- **Problem requirements**
In the entries that follow, find the word "modules" and report each line it is on.

######

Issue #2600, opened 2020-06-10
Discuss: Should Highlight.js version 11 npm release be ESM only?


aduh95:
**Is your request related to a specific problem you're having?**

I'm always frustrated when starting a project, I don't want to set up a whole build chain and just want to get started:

######

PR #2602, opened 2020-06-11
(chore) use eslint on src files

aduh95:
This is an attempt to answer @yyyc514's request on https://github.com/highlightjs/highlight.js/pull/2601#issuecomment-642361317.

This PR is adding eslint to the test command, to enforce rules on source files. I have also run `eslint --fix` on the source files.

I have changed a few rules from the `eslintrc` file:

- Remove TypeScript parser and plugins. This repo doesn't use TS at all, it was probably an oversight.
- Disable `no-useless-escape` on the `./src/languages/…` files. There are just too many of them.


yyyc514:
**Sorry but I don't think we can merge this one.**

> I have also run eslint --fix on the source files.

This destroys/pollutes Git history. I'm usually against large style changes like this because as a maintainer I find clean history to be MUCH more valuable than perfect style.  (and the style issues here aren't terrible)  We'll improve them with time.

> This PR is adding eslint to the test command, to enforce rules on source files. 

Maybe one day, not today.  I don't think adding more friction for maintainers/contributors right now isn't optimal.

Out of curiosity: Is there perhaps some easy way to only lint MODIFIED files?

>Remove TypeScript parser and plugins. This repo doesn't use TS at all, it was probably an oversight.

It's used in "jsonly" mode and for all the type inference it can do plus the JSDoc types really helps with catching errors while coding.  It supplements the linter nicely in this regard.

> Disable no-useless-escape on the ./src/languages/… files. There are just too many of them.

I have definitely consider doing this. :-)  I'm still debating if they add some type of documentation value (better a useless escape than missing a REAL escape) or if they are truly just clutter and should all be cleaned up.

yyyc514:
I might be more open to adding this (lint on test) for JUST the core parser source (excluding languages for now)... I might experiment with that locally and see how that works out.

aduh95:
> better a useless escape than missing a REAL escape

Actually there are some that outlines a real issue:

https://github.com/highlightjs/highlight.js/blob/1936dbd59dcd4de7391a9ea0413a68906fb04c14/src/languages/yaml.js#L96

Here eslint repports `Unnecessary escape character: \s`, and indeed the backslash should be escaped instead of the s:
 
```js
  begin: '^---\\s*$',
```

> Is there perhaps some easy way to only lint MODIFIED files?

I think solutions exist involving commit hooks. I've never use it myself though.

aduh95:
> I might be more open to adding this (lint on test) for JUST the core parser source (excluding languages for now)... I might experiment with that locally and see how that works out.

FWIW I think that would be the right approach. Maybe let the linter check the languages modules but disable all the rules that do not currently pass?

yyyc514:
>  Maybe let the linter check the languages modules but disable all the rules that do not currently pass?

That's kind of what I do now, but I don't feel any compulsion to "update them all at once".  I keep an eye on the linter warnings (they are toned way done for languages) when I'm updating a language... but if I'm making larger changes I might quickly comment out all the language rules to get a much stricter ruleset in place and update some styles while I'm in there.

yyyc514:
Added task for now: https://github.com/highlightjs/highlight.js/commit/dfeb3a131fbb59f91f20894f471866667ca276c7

######

- **Expected answer**
FWIW I think that would be the right approach. Maybe let the linter check the languages modules but disable all the rules that do not currently pass?
>  Maybe let the linter check the languages modules but disable all the rules that do not currently pass?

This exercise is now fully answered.